To help you understand why your credit score is very important, here are reasons why you should care whether you have a good or bad credit score:

Your credit score determines the cost of future purchases.

When lenders and other financial institutions consider your application or purchases, they look at your credit score as basis for the pricing or rate they’ll charge you. To illustrate, let’s say you’re going to buy your first car and you’re applying for a car loan. If you have a good credit rating, the interest rate will be lower as opposed to a higher interest rate if you have a poor credit score. Obviously, you’d want to maintain a good credit score if you want to end up with the best rates and prices for your major purchases.

Your credit score can affect loan, mortgage, and mobile phone application approval.
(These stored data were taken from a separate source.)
PR #263, opened 2024-01-16
sub-feat: Character Preview on Backpack

fcolarich:
First rough implementation of Character Preview on Backpack.
One thought thou, right now the CharacterPreviewContainer is inside the view, but we might wanna have it somewhere we can reuse it? not sure if there are use cases for reusing it except on the login screen, in which case it might be better to keep it as part of the backpack as it is now?

Other than that, I see many glitches when creating the avatar and changing wereables and whatnot, specially with colors and sometimes invisible parts (like changing a shirt and getting no hands), but I dont know yet if it could be a problem with the wereable itself or we are missing some parts when creating/updating the avatar... So I need to look into that


Explorer/Assets/DCL/CharacterPreview/CharacterPreviewContainer.cs
```diff
@@ -0,0 +1,24 @@
+using UnityEngine;
+
+namespace DCL.CharacterPreview
+{
+    /// <summary>
+    ///     Contains serialized data only needed for the character preview
+    ///     See CharacterPreviewController in the old renderer
+    /// </summary>
+    public class CharacterPreviewContainer : MonoBehaviour
```
mikhail-dcl, line 9: Considering that `CharacterPreviewContainer` should be pluggable freely to other parts this object can't belong to the View domain.
- It should be represented by a separate prefab that encapsulates the scene with camera, parent, and whatever is needed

If you have a bad credit score, it can also affect your loan and financial product applications. Depending on the risks you pose as borrower, chances are high that your lender may reject your application. For example, it will be harder to get approved for a traditional loan from major banks or high street lender. Even getting a mobile phone contract will be a struggle if your credit rating is less than stellar.

Maintaining a good credit score couldn’t be reiterated more. If you don’t want to struggle with your applications, there’s really just one way to do it. Be a responsible consumer, pay your bills on time and keep your credit score excellent. You shouldn’t have any problems if you can do it.

Your credit score takes time to improve.

In the same manner that it takes time to get a bad credit score, it will also take time to improve your poor credit rating. A few late payments on your credit cards, for example, can wreak havoc on your credit score. Defaults or CCJs are even harder to deal with. It is therefore very important to be very careful with your financial moves. One mistake can mess it all up for your credit rating. When it comes to your credit rating, the trick is to not take it lightly. Otherwise, you may end up dealing with a slew of consequences that can put a cramp on your finances for a long time.

Your credit score may influence where you can live.

If you don’t own your home yet but you’re just renting, your credit score may significantly affect where you can live or rent an apartment. Most landlords check your credit score when assessing your rental application. If you have a bad credit score, you’re putting your rental application at risk for rejection. It’s pretty self-explanatory. Landlords don’t want risks and a poor credit rating translates to high risks. To avoid complications with your rental applications, the better choice is to maintain an excellent credit score no matter.